Las
guías turísticas nos advierten de lugares peligrosos en los que nos pueden
quitar la cartera sin que nos demos cuenta. Si se quedan ustedes parados como
pasmarotes ante el maravilloso reloj astronómico de Praga o ensimismados entre el
colorido de las Ramblas de Barcelona, es muy posible que sean blanco fácil de
carteristas y descuideros. Sus técnicas son depuradas y en cuanto agarran un
monedero lo pasan al instante a un compinche, de manera que quien está detrás
puede alzar sus manos y pedir que le registren. Cuando los hurtos o los tirones
aumentan se dice que hay un incremento de la inseguridad ciudadana; si las
cifras descienden, los delegados gubernativos preparan una rueda de prensa y nos
desgranan orgullosos datos y porcentajes sobre la eficacia policial.
En
cambio, los robos perpetrados con corbata desde un despacho elegante parece
como si no lo fueran, como si no contaran en las estadísticas de la inseguridad
ciudadana: es lo que le pasaba a los ancianos que llevaban su cartera bien agarrada
por la calle, pero que fue en una oficina enmoquetada donde les volatilizaron sus
ahorros de forma preferente.

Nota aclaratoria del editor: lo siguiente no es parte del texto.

PR #6116, opened 2022-03-16
allow all resolutions if there is no volume annotation in the nml

### LINKED ISSUE #6063: Uploading annotation zip with empty volume layers leads to error
## Context
When uploading an annotation zip-file which includes empty volume tracings (which is produced e.g. when downloading an annotation without brushing, or via wk-libs), then I get the following error:
```
Unsuccessful WS request to https://webknossos.org/tracings/volume/5aa9f1e2-fa19-467c-8d1b-85d776548aa1/initialData (ID: 551).Status: 400. Response: {"messages":[{"error":"Resolution restrictions result in zero resolutions"}]}
```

La gravedad
de la corrupción que hemos padecido y
seguimos sufriendo no está solo en saber quién se ha llevado a casa un dinero
de manera espuria, sino a quién se lo han arrebatado. Porque cada donativo de
empresarios que acababa en sobres marrones nos lo estaban (y nos lo están)
cobrando a cada uno de nosotros en los injustos y desatados precios de las
viviendas, desde el inicio de los 90 y hasta hoy. Eso sí que es inseguridad
ciudadana y no los carteristas del metro.
Publicado
en EL PERIÓDICO EXTREMADURA el 22 de julio de 2013.